Requirement:
Across the data below, in how many lines does the word "added" appear? Give only the number.

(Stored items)
PR #13226, opened 2023-01-14
Overlays: Add rudimentary home menu

Megamouse:
- Adds a home menu that can be opened with the PS Button on the controller.
- An option to pause emulation during this menu was added to the emulator tab in the settings dialog.

image


rpcs3/rpcs3qt/main_window.cpp
```diff
@@ -1867,11 +1867,6 @@ void main_window::OnEmuStop()
 	ui->actionManage_Users->setEnabled(true);
 	ui->confCamerasAct->setEnabled(true);
 
-	if (std::exchange(m_sys_menu_opened, false))
```
elad335, line 1870: What? why? maybe I want to see how the game handles pause events for various reasons. This is not just an emulator aftet all it's also a debugger.

Megamouse: How often have you clicked the button in the past 12 months?

elad335: You make it impossible to get to specific code paths in PS3 application that would normally be accessible. If you dislike it being in the toolbar you should put it elsewhere.

elad335: Also maybe with other optional values to send in a combobox.

rpcs3/rpcs3qt/tooltips.h
```diff
@@ -134,6 +134,7 @@ class Tooltips : public QObject
 		const QString hide_mouse_on_idle           = tr("Hides the mouse cursor if no mouse movement is detected for the configured time.");
 		const QString show_shader_compilation_hint = tr("Shows 'Compiling shaders' hint using the native overlay.");
 		const QString use_native_interface         = tr("Enables use of native HUD within the game window that can interact with game controllers.\nWhen disabled, regular Qt dialogs are used instead.\nCurrently, the on-screen keyboard only supports the English key layout.");
+		const QString enable_home_menu             = tr("When enabled, pressing the PS home button will open a menu that can be used to close the game etc..");
```
kd-11, line 137: We're having too many options for native UI.
I think we should just have 2 options:
1. Global native UI (module loading view, home menu, etc)
2. "Distracting" UI elements such as shader compiling notification and the system notifications at the top left.

Megamouse: This is meant for the ps button, not for the UI itself.

kd-11: I mean, the home menu is part of native UI. I don't see a reason to ever disable it at all, its not like anyone is accidentally pressing home. It's not important, I just dislike giving the user too many options to think about.

elad335: vsh uses it, it's the reason we added ps button handling initially.

kd-11: Then it is completely incompatible with VSH and we can manually disable intercepting in that scenario as we have all over the emulator. Why even give the user that option when the UI will hijack the input?
Also home button is broken in VSH, I forgot to push the fix for that.

Megamouse: I replaced it with an option to pause emulation.
Some games may not care for the system menu, so it seems like a good idea to add that workaround.

rpcs3/Input/pad_thread.cpp
```diff
@@ -19,7 +19,9 @@
 #include "Emu/Io/pad_config.h"
 #include "Emu/System.h"
 #include "Emu/system_config.h"
+#include "Emu/RSX/Overlays/overlay_home_menu.h"
 #include "Emu/RSX/Overlays/overlay_message.h"
+#include "Emu/Cell/Modules/cellSysutil.h"
```
elad335, line 24: cellSysutil doesn't belong here.

elad335: cellSysutil.cpp

Megamouse: care to elaborate?

Megamouse: fixed

rpcs3/rpcs3qt/tooltips.h
gandalfthewhite19890404: Home menu is VSH feature, right? Why reimplement that was already implemented?

ZachFett:
So, I really appreciate that this has been added, but it'd be nice if we could disable it under per-game configuration or bind it to a button combination or something.

I use my Xbox's Guide button for taking screenshots through the Steam overlay already. Now when I press the Guide button to take a screenshot, instead I get a lovely shot of the new Home Menu.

Written solution:
3